The Konkathi family from this town in Mahbubnagar district has been weaving ‘Sesha Vastrams’ for the past 10 generations, on a decree from the Gadwal royal family. Chief weaver K. Venkateswarlu makes the designs and all the five of them weave the vastrams on a traditional loom in their house. The loom is used only once in a year and none is allowed to enter the room where it is kept, say family members.

The family brings superior quality cotton from Coimbatore in Tamil Nadu and Chirala in Andhra Pradesh. The weavers, adopting the traditional practice, work for over six hours a day to weave the vastrams. It costs nearly Rs 15,000 for raw materials and the total would jump to around Rs. 40,000 by the time the vastrams are presented to the Tirumala Tirupati Devasthanams. “But we charge only for the raw materials,” Mr. Venkateswarlu says.

Rigorous practice

The weavers stay at the Konkathi house until weaving is completed. They cook their own food after daily pujas. The food materials are bought in advance and kept in the room separately.

After the vastrams are woven, special pujas are performed and then these are presented at the Peshkar’s office at Tirumala, says Mr. Venkateswarlu, a tenth generation weaver in the family.

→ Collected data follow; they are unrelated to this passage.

PR #71, opened 2014-05-26
Adding safe-snapshot-for-non-boot-disk

palladius:
This script allows one user from within a VM to take a Snapshot for non-root disk.


zmarano:
Hey Riccardo, Is this PR still relevant?

PR #145, opened 2015-02-10
Fix set-hostname under Debian Jessie.

malcolmr:
This script is intended to be used as a dhclient exit hook, sourced (not executed) by `/sbin/dhclient-script`.

The version of `dhclient-script` included in Debian Wheezy uses `/bin/bash` as the shell to run these rather than, as documented, `/bin/sh` (that is, dash).  This is fixed in Jessie, but that fix breaks this script, which depends upon bash.

This change fixes the script to work under dash and bash equally, and also removes the executable bit (as the script is intended to be sourced, not executed directly, and having an executable script with a shebang line just confuses the issue).

### DIFF
--- a/google-startup-scripts/usr/share/google/set-hostname
+++ b/google-startup-scripts/usr/share/google/set-hostname
@@ -1,4 +1,3 @@
-#! /bin/bash
 # Copyright 2013 Google Inc. All Rights Reserved.
 #
 # Licensed under the Apache License, Version 2.0 (the "License");
@@ -15,7 +14,7 @@
 
 # Deal with a new hostname assignment.
 
-if [[ -n "$new_host_name" && -n "$new_ip_address" ]]; then
+if [ -n "$new_host_name" -a -n "$new_ip_address" ]; then
   # Delete entries with new_host_name or new_ip_address in /etc/hosts.
   sed -i '/Added by Google/d' /etc/hosts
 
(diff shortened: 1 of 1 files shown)


malcolmr:
I've tested this on Debian Wheezy and Jessie by applying the patch directly to `/usr/share/google/set-hostname`.  I haven't tried anything else.

malcolmr:
Incidentally, to verify this in Jessie: the dhclient output (including the error messages) is visible in the systemd journal; `sudo journalctl` will show that.

google-startup-scripts/usr/share/google/set-hostname
```diff
@@ -15,7 +14,7 @@
 
 # Deal with a new hostname assignment.
 
-if [[ -n "$new_host_name" && -n "$new_ip_address" ]]; then
+if [ -n "$new_host_name" -a -n "$new_ip_address" ]; then
```
jkaplowitz: If we're trying for maximum portability, could you do ```[ -n "$new_host_name" ] && [ -n "$new_ip_address" ]``` instead of -a (and test again)? The -a flag is an XSI extension according to SUSV3: http://pubs.opengroup.org/onlinepubs/009695399/utilities/test.html :)

malcolmr: Done; see af52001.

jkaplowitz:
Looks good, thanks! Merging.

The tradition of the Gadwal weavers’ family presenting vastrams to Lord Venkateswara began during the reign of Nala Somanadri Raja of Gadwal Samstan. He was a friend of Nellore Venkatagiri Rajus and he travelled to Tirumala along with the Venkatagiri Raju family. It was then that the Somanadri Raja promised to offer ‘Sesha Vastrams’ to the Lord on the first day of the Brahmotsavam, recall the family members.

“A privilege”

“It’s a privilege to weave the vastrams for the Lord and we are thankful to the Gadwal Royal Family for continuing the practice,” says Mr. Venkateswarlu.